WORK TO BE COMPLETED » Looking at the data that follows, count the lines containing the word "great" and write down only that count.

RECORDS FOR THE EXERCISE »
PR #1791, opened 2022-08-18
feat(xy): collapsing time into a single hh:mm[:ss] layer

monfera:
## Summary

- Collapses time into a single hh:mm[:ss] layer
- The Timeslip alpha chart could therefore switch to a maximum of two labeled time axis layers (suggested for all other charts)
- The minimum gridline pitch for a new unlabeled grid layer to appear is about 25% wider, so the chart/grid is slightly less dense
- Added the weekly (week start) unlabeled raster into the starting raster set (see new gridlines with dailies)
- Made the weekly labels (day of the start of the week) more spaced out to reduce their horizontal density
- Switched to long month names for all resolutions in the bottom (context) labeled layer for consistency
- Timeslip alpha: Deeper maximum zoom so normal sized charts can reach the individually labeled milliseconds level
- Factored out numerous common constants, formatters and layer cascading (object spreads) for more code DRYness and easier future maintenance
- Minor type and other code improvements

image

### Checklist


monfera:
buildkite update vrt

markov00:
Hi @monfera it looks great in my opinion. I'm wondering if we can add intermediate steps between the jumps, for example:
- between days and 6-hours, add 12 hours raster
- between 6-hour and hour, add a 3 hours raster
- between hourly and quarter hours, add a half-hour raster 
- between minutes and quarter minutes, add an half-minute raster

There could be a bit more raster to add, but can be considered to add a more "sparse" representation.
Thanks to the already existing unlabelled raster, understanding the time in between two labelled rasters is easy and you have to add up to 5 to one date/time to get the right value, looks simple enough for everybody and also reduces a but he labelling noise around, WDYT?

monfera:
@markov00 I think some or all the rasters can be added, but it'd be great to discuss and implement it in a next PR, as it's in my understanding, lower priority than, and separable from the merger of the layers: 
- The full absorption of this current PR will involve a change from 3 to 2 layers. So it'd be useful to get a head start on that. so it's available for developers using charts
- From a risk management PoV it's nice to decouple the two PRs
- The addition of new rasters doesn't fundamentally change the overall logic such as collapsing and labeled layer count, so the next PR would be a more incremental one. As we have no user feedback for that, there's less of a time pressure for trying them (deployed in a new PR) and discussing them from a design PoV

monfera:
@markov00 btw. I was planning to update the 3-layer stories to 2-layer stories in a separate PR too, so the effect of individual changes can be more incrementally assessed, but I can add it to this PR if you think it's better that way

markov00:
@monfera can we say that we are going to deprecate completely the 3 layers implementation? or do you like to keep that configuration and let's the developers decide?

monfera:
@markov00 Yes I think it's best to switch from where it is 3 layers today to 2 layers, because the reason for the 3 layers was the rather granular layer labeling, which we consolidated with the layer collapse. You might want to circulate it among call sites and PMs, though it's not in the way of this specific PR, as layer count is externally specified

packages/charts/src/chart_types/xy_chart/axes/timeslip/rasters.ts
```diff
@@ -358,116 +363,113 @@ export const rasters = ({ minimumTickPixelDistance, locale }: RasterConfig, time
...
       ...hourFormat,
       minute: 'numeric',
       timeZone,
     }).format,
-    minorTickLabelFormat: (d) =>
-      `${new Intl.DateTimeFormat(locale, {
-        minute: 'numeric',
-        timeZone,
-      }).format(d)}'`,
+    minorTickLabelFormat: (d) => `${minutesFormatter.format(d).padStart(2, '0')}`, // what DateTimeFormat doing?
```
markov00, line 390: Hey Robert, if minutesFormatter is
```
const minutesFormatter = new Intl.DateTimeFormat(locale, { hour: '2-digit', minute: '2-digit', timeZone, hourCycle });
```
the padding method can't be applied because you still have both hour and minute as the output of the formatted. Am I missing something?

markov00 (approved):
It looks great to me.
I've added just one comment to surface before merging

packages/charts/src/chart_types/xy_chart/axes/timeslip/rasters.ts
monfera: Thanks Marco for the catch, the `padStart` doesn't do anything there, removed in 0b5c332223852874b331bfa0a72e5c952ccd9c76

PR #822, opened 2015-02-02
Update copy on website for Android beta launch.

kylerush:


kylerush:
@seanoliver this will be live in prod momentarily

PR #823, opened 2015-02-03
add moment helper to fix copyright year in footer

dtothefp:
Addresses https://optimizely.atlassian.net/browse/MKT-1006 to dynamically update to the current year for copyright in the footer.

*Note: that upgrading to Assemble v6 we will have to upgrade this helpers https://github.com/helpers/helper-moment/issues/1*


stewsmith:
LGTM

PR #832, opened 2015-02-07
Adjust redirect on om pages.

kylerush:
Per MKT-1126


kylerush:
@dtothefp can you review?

==

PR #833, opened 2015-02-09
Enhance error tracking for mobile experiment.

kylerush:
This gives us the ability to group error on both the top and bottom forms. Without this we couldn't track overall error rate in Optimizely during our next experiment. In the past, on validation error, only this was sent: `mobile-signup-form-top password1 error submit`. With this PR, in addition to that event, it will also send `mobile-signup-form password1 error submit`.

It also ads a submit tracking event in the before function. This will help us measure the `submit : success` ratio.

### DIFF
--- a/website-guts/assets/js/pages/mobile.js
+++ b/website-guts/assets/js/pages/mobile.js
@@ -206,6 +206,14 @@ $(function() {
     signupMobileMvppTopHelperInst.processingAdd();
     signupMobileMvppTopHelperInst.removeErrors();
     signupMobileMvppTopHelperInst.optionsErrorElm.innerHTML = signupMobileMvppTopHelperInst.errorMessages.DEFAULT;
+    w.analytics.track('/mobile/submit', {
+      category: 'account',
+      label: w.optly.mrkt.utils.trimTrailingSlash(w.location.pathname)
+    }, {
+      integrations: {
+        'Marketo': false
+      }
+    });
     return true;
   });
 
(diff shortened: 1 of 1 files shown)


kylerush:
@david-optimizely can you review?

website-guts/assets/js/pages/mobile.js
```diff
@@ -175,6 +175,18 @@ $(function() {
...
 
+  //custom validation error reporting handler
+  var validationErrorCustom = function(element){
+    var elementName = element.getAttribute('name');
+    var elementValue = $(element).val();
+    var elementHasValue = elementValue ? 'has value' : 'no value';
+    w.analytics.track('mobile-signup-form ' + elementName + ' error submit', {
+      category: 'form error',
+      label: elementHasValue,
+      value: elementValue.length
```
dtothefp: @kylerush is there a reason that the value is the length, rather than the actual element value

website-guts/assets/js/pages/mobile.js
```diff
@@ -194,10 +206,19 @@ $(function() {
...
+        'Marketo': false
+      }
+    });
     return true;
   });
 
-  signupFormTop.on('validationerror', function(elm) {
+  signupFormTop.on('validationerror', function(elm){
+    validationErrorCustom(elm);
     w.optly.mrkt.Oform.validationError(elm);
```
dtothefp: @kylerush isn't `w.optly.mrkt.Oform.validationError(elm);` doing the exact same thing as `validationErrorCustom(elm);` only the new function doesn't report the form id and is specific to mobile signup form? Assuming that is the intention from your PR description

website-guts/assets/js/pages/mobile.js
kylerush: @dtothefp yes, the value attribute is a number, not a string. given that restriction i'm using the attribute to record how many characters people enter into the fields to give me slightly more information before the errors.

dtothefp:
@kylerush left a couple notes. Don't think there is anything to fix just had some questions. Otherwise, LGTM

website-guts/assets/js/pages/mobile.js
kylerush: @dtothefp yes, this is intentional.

TASK SOLUTION » 3